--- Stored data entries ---
--*--
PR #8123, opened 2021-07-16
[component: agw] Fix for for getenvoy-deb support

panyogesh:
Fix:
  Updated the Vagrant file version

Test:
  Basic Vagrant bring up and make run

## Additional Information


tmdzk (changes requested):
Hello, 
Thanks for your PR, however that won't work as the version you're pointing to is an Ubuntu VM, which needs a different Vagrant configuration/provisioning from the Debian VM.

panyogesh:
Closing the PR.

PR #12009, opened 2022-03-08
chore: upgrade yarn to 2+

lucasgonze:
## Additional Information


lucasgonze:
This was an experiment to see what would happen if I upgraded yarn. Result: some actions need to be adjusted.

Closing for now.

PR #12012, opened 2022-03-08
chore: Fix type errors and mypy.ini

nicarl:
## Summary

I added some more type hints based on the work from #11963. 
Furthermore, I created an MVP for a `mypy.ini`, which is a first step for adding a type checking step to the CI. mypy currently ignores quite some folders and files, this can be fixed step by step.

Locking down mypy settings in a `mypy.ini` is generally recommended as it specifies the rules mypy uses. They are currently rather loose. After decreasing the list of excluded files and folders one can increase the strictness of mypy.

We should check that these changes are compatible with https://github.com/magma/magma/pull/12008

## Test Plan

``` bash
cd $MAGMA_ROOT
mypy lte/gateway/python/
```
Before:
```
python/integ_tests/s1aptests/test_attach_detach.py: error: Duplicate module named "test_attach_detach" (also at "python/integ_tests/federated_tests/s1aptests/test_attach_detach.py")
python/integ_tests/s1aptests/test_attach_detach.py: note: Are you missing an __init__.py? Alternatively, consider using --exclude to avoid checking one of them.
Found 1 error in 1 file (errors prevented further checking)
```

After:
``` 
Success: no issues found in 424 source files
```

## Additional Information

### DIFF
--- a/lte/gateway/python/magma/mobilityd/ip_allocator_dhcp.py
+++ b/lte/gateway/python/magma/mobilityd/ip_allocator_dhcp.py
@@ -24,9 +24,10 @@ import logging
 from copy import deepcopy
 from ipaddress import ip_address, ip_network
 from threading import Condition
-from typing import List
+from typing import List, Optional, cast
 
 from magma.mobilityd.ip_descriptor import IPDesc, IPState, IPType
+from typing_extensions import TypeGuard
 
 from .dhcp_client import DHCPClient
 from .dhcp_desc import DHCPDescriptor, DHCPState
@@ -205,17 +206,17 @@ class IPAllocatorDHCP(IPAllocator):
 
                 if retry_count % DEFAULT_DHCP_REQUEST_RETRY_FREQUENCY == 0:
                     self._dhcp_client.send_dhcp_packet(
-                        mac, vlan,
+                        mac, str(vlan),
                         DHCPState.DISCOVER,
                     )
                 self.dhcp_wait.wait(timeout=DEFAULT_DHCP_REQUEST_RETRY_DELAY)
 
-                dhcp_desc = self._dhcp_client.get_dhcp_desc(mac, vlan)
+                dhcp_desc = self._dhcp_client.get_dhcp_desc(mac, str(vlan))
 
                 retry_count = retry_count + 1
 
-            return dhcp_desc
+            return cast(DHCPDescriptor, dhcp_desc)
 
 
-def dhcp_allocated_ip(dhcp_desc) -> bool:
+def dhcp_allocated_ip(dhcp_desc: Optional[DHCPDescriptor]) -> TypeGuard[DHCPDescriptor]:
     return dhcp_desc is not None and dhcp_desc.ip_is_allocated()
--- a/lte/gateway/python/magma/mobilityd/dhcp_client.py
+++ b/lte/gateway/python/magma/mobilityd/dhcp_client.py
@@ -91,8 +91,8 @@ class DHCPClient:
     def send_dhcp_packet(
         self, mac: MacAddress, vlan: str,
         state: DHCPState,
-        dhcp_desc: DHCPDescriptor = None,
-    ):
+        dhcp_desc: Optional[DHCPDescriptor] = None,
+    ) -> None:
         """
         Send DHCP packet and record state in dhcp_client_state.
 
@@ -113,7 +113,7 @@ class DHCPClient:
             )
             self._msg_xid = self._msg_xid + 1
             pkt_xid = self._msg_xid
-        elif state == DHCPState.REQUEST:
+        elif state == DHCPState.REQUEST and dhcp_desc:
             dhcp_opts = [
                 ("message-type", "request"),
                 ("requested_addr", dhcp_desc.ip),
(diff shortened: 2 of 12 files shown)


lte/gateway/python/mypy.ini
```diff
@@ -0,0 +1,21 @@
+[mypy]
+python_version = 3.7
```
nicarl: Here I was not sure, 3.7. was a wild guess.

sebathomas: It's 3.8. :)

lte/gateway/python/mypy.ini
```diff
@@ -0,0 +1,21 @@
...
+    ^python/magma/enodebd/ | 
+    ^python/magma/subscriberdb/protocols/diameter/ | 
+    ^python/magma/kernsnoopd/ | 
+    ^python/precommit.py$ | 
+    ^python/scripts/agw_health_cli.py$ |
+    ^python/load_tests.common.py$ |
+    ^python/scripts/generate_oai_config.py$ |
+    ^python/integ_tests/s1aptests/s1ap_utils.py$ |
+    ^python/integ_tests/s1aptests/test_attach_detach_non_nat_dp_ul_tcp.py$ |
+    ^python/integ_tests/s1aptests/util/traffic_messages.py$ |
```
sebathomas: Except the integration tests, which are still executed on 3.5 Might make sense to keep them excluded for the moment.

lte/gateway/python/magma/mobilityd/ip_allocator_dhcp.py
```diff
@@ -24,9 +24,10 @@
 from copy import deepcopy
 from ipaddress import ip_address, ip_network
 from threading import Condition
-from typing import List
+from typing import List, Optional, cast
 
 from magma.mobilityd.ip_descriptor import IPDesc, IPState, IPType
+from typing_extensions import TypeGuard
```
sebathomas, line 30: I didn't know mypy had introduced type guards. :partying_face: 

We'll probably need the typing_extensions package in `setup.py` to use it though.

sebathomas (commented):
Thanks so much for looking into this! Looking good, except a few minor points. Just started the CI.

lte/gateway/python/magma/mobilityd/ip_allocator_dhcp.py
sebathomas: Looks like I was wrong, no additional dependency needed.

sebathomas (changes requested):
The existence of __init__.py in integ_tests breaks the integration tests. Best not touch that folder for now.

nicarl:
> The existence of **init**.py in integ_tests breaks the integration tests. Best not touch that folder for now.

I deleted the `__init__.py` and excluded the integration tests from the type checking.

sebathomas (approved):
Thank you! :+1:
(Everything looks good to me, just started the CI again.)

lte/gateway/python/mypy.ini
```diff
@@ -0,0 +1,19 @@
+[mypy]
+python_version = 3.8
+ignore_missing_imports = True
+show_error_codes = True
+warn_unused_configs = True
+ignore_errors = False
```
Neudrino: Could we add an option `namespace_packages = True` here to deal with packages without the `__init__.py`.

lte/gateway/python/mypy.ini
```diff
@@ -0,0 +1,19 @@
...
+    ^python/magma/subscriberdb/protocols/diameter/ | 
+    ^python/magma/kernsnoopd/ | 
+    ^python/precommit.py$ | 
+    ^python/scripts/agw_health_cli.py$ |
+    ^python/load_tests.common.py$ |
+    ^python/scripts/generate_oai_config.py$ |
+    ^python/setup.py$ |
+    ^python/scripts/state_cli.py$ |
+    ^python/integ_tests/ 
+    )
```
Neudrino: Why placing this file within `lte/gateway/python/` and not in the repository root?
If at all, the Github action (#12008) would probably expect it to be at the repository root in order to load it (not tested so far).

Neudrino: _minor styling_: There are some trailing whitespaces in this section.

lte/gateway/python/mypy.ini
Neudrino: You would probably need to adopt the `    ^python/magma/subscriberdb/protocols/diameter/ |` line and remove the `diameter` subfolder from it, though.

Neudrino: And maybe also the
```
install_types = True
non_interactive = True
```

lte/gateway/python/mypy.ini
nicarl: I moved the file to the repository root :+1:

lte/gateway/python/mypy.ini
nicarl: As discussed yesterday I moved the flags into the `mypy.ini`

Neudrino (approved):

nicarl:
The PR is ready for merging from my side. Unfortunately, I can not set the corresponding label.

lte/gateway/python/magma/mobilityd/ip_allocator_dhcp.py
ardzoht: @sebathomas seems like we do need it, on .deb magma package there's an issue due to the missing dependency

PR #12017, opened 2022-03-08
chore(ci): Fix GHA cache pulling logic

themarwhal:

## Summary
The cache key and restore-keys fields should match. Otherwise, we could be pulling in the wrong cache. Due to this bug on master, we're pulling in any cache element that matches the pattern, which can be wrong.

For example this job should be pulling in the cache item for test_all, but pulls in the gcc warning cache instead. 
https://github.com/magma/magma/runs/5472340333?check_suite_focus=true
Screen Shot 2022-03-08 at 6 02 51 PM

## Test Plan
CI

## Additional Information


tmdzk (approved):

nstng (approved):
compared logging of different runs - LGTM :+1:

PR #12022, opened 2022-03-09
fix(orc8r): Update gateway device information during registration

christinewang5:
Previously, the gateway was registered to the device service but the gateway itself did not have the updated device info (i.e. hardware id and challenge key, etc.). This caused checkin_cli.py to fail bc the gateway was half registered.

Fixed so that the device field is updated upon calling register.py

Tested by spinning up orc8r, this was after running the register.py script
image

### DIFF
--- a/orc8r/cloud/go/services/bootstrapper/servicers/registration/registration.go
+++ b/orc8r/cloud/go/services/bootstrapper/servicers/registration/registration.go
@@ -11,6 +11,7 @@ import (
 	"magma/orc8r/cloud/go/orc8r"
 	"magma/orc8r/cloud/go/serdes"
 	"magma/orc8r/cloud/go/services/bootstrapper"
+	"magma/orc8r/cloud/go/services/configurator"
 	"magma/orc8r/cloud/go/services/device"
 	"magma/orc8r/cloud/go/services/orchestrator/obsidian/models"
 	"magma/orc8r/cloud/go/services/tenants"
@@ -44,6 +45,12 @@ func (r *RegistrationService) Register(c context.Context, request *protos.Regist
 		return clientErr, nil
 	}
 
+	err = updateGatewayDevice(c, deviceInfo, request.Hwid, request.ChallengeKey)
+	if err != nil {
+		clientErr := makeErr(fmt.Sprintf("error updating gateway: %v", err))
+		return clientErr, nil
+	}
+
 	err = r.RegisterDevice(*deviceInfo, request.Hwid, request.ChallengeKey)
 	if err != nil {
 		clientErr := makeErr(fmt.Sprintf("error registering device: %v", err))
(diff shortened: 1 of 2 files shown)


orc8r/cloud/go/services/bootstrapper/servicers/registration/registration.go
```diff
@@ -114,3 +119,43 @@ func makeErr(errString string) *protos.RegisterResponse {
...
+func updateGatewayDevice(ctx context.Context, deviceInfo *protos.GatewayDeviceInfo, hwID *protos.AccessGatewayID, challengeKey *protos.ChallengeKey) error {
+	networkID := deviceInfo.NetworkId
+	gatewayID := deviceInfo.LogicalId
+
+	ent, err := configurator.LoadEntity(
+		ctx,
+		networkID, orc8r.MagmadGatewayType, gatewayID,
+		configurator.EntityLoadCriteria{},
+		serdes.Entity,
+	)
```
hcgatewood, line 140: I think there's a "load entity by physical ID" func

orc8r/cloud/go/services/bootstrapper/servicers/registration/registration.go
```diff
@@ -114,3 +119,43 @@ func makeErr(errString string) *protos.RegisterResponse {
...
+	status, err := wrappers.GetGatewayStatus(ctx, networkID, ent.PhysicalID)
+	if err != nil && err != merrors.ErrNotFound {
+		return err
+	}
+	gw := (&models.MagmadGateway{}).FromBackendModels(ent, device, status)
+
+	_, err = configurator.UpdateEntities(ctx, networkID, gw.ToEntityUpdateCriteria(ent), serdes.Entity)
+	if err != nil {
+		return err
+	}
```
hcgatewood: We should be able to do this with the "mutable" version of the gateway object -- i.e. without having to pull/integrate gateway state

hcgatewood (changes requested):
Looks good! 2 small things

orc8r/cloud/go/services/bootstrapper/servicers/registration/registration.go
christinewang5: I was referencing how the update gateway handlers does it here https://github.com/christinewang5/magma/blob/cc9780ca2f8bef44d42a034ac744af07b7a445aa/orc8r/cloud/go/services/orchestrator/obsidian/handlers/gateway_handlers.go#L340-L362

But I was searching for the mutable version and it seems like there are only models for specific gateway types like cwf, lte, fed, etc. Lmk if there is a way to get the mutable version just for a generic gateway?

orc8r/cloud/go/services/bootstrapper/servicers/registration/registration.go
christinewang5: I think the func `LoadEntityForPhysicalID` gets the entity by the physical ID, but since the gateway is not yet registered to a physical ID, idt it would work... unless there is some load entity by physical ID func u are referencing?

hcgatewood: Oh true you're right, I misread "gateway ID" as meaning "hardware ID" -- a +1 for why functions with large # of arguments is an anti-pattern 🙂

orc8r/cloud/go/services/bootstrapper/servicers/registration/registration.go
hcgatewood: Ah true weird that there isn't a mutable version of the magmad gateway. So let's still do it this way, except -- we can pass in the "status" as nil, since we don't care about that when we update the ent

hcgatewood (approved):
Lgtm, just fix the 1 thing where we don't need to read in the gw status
--*--
--- Goal of the exercise ---
When the word "mutable" occurs in a line above, list that line.

--- Exercise response ---
hcgatewood: We should be able to do this with the "mutable" version of the gateway object -- i.e. without having to pull/integrate gateway state
But I was searching for the mutable version and it seems like there are only models for specific gateway types like cwf, lte, fed, etc. Lmk if there is a way to get the mutable version just for a generic gateway?
hcgatewood: Ah true weird that there isn't a mutable version of the magmad gateway. So let's still do it this way, except -- we can pass in the "status" as nil, since we don't care about that when we update the ent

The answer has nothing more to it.